Records:
Segment Open
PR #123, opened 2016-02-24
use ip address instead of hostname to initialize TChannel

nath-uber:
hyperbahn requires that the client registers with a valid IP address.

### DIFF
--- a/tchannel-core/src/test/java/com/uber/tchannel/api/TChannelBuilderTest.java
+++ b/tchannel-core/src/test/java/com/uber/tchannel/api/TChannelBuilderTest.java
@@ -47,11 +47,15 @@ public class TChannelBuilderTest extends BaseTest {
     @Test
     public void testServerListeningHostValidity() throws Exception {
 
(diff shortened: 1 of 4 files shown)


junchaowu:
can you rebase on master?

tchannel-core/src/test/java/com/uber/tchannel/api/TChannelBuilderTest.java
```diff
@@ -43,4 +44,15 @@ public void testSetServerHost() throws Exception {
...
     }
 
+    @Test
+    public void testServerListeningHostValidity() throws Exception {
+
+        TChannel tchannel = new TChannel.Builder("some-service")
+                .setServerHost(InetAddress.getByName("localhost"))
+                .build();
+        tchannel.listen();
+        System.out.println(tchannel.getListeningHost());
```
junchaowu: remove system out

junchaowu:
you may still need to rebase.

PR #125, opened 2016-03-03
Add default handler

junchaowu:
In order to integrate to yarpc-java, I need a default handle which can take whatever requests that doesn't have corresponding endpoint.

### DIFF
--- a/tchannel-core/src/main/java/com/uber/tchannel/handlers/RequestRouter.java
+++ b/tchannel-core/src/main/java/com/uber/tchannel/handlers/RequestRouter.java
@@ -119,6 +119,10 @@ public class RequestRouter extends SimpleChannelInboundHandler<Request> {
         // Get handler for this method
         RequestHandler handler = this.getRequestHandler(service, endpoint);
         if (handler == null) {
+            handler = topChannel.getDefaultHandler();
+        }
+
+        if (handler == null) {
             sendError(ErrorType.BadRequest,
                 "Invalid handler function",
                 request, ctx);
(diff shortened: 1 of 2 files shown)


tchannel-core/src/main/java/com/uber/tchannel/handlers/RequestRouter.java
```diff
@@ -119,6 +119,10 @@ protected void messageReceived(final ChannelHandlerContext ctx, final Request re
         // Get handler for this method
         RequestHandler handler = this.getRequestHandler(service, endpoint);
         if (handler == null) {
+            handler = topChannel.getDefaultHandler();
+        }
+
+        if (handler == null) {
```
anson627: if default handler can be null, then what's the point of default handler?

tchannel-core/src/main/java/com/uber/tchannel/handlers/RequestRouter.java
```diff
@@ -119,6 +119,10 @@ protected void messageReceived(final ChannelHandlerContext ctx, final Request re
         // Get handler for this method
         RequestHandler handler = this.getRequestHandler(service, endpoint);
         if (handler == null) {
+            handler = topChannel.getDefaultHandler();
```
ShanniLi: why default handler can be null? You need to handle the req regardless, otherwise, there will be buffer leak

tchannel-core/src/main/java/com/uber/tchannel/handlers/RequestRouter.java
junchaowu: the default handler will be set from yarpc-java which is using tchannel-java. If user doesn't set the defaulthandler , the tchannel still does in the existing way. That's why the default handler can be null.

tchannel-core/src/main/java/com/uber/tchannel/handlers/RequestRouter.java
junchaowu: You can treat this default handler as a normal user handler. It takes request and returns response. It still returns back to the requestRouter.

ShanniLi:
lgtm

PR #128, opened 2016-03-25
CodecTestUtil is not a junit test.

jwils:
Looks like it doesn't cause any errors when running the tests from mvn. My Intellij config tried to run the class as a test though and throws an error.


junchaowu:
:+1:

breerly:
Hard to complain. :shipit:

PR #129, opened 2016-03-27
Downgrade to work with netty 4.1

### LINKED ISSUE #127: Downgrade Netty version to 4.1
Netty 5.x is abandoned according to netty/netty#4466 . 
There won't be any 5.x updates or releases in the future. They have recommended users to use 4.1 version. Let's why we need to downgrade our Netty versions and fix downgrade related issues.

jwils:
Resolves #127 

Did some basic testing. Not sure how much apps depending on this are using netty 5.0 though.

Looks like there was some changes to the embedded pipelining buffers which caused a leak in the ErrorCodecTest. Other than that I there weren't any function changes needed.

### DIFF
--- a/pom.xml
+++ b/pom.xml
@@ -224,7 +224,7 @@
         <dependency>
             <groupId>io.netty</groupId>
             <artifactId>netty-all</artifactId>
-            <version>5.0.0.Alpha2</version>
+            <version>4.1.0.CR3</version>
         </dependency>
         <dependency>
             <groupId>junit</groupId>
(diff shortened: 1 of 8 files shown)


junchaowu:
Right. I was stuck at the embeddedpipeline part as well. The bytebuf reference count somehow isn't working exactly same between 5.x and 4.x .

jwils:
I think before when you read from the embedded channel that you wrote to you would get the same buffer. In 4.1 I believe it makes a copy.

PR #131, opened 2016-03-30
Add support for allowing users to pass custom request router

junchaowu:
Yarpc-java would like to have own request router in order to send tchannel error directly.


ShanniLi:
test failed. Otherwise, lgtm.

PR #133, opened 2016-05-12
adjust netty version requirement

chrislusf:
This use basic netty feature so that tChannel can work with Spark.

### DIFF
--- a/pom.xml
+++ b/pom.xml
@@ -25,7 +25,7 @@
Segment Closed
What the task asks: Search the entries for the string "shortened" and collect each line that has it.

Expected output:
(diff shortened: 1 of 4 files shown)
(diff shortened: 1 of 2 files shown)
(diff shortened: 1 of 8 files shown)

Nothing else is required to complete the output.